JMI’s mission is “to promote innovation, enhance research by connecting inventors and industry, and foster economic development through protecting and commercializing intellectual property.” The award recognizes innovations that developed from a three yearlong series of research projects in the lab, completed in collaboration with JMU students Christopher Becker and Thomas Redpath. These projects developed technology to improve the control of computerized synthesis of sounds for research.
For Hall, psychology is all about the process. While researching the perception of sounds and applying the findings to practical purposes, Hall is able to cultivate his innate curiosity with his appreciation for music.
If you’ve ever wondered why your voice sounds much more pleasing instantly than when played back on a recorder, or how we know a violin or guitar when we hear its music played on a city sidewalk, then you’ve thought about sound perception. Hall’s research falls under the study of “timbre,” or sound quality. Timbre is a branch within the field of psychoacoustics and psychophysics, which Hall referred to as “the psychology before there was [something called] psychology.”
Working with a team of undergraduate and graduate students, Hall is leading an effort to discover how humans recognize a sound source—a musical instrument, another person’s voice, or an environmental noise—and how we perceive these sounds in complex listening environments.
Much of the research involves observing and isolating properties of sound and seeing what effect they have on the whole. Hall said there are several parameters involved in the research, including looking at the spectral envelope shape. This parameter depicts which frequencies are particularly intense relative to other regions, and reflects natural resonances of the sound-producing object.
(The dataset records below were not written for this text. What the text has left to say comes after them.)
PR #186, opened 2016-06-05
Add missing cuStreamDestroy a context's memory stream

tsirif:
This will add `cuStreamDestroy(ctx->mem_s)` in `static void cuda_free_ctx(cuda_context *ctx)` as discussed [here](https://groups.google.com/forum/#!topic/theano-dev/pRuqbclL_Cw).


nouiz:
thanks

As part of this project, Hall’s lab is developing software programs to “to permit the re-synthesis of simplified forms of natural sound sources – speech, music, and environmental sounds.” A few of these developments include Formant Function, a virtual synthesizer and musical instrument, which “[mimics] the spectrum of common musical instruments or voiced phonemes in speech.” Function initially began as a collaboration between Hall and an undergraduate Physics student working on his honors thesis, and has since grown to contribute regularly to ongoing research in the lab.
Another device is Source Builder, which can generate waves with complete control over the frequencies, intensities, and phases of individual harmonics. The results can then be imported “as a starting point for sound synthesis” within Formant Function.
Related devices have also been used for research beyond JMU, leading to partnerships, including a partnership with a researcher studying animal communication who was seeking to reproduce dolphin vocalizations as well as subcontract work for the Army Research Laboratory concerning the production and perception of military-relevant sounds.
This year, Hall’s invention is being recognized as one of JMU’s best inventions and Hall hopes that this technology will be especially useful for researchers and musicians. “My interest lies in getting this technology out there for someone to make use of [it],” he said.
A website is currently being created to make existing software devices available and Hall hopes to continue to develop these, and other devices, in the future. He added that he plans on putting profits from the technology back into the lab to make it more self-sustaining. “100 percent of the proceeds would support student travel for research presentations on the devices in the lab, and [to] support software upgrades,” he said. “We’re not doing this for big profit, but doing it for little money put in exactly the right place.”
Hall indicated that a lot of effort from the entire laboratory is required to do this kind of work, stating that really “you’re living for 15 minutes when you do research – the five minutes when you get an idea you know you can test, the five minutes when you get a result you know you can interpret, and the five minutes when you get the result finalized and can share that information.” Thankfully, this JMU-supported project is frequently making all three of these rewards possible.